Handle_unknown in OneHotEncoder (FAMD) method

Question

Handle_unknown in OneHotEncoder (FAMD) method

A-acuto opened this issue a year ago · comments

Hi, at the moment, applying the FAMD method the categorical columns are preprocessed using OneHotEncoder from Sklearn library without any specification on how to handle unknown (so raising errors if new data is encountered).

I was wondering if there the interest of implementing some changes to allow to choose how the unknowns are handled (inherited from Sklearn) either "raising errors", "ignore" or "substitute".

Thanks for the really handy package!

Max Halford · Answer 1 · Sat Apr 29 2023 03:31:28 GMT+0800 (China Standard Time)

Hey! So you would essentially like to control the handle_unknown parameter of the OneHotEncoder? The parameters I see there are {‘error’, ‘ignore’, ‘infrequent_if_exist’}, but not substitute.

Alberto Acuto · Answer 2 · Tue May 02 2023 16:39:58 GMT+0800 (China Standard Time)

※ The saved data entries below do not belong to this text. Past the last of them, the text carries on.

PR #792, opened 2026-07-14
test(dev): pin the public dev-server contract with bun and chaos coverage

ctgowrie:
Third PR of the stock-Nitro dev-server stack, on top of #790 → #787 (followed by #798).

## What

Pins the rebuilt server to its public contract and failure behavior:

- **Contract suite:** kept-alive connections across structural worker replacement, dev schedule dispatch through the active generation, npm-installed hoisted dependency layouts, rebuild transactionality, and generation isolation.
- **Chaos suite:** authored edit storms under a continuous health probe, broken candidates, concurrent forced rebuilds, worker crashes during rebuilds and streams, aborted streams, bounded shutdown, and forged-header handling.
- **Bun suite:** a bun-installed app served by the Node runtime and a fast explanatory error when the CLI itself is run under bun. CI installs bun; the cases skip when it is absent locally.
- Exchange-release coverage for aborted uploads and cancelled retired-worker streams.

The schedule scenario validates the generation-pinned dispatch fix owned by #787; this PR no longer carries duplicate implementation or a duplicate changeset.

## Validation

The contract, chaos, bun, drain, unit, and integration suites pass locally. CI provides the official end-to-end coverage.

### DIFF
--- a/packages/eve/src/internal/testing/scenario-app.ts
+++ b/packages/eve/src/internal/testing/scenario-app.ts
@@ -8,9 +8,11 @@ import {
   rm,
   writeFile,
 } from "node:fs/promises";
+import { execFile } from "node:child_process";
 import { createRequire } from "node:module";
 import { tmpdir } from "node:os";
 import { basename, dirname, join } from "node:path";
+import { promisify } from "node:util";
 
 import { afterEach } from "vitest";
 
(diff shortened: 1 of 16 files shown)


packages/eve/src/internal/testing/scenario-app.ts
```diff
@@ -8,9 +8,11 @@ import {
   rm,
   writeFile,
 } from "node:fs/promises";
+import { execFile } from "node:child_process";
```
De-ASI-INTERFACE, line 11: I’m

De-ASI-INTERFACE (approved):

AndrewBarba (approved):

PR #794, opened 2026-07-14
fix(eve): streaming - expose waiting continuation tokens

AndrewBarba:
## Summary

- include the current channel-local continuation token in session.waiting events and adopt it in the TypeScript client
- allow negative stream start indexes, including -1 for the latest event, without corrupting absolute client cursors
- document tail lookups and add a patch changeset

## Testing

- pnpm test:unit
- pnpm typecheck
- pnpm lint
- pnpm fmt
- pnpm docs:check
- pnpm guard:invariants


packages/eve/src/harness/emission.ts
```diff
@@ -273,6 +273,7 @@ export async function emitTurnEpilogue(
   emitFn: HarnessEmitFn,
   state: HarnessEmissionState,
```
ruiconti, line 274: Would it make sense to enrich `HarnessEmissionState` with `continuationToken`?

ruiconti (approved):

packages/eve/src/harness/emission.ts
AndrewBarba: I considered that, but I think keeping the token on HarnessSession is safer. HarnessEmissionState is persisted emission lifecycle state, while the continuation token already lives on the session and may be re-keyed by channel handlers; duplicating it in emission state would create a potentially stale second source of truth. I kept the terminal helpers explicit instead. After syncing main, the new cancellation-settlement path now also passes enrichedSession.continuationToken directly.

PR #806, opened 2026-07-15
fix(eve): store local Workflow data under .eve

ctgowrie:
## Summary

- Resolve parent-owned local Workflow World data through one eve-owned `.eve/.workflow-data` path.
- Use that resolver for both `eve dev` and the production local-World startup path.
- Update generated ignore guidance, documentation, and assertions without a legacy fallback.

## Validation

- `pnpm --filter eve build`
- Focused unit, integration, and CLI scenario suites
- `pnpm docs:check`
- `pnpm guard:invariants`


AndrewBarba (approved):
Great change

PR #3063, opened 2026-09-04
feat(eve): sessions - replace parent orchestration with holding workflows

AndrewBarba:
### Summary

Keeping stable session streams in a parent workflow pins turn execution to long-lived orchestration code. A small holding workflow now owns session resources and continuation aliases, while independent terminating workflows execute turns through unified owner inboxes. This draft focuses on the eve architecture and its interfaces; the cross-workflow stream writer remains a declaration stub pending SDK support. Existing-session migration is deferred.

Yes, it would make it easier when dealing with continuous streaming of data with high dimensionality (so new values for certain variables are coming infrequently, so they raise errors and exit the computations).
I hope this is clear
Thanks

Max Halford · Answer 3 · Tue May 02 2023 23:59:48 GMT+0800 (China Standard Time)

Ok I've added a handle_unknown parameter to FAMD, that will be fed to OneHotEncoder. It's available in version 0.10.4 :)

Vlad Byzov · Answer 4 · Sat Jun 17 2023 20:00:05 GMT+0800 (China Standard Time)

Hello! I would like to mention that it would be nice to include this parameter for MCE just as you did for FAMD since it uses encodes categorical features aswell. It will have to be rewritten a little since as I see it uses pd.get_dummies instead of OneHotEncoder. I wish I could fork and rewrite it by myself, but I don't have so much time at the moment :(

Max Halford · Answer 5 · Tue Jun 20 2023 23:24:38 GMT+0800 (China Standard Time)

Hey @TalkativeGuy. Actually, for MCA, it's valid to pass columns and column values which were not seen before. Do you have an example/usecase in mind?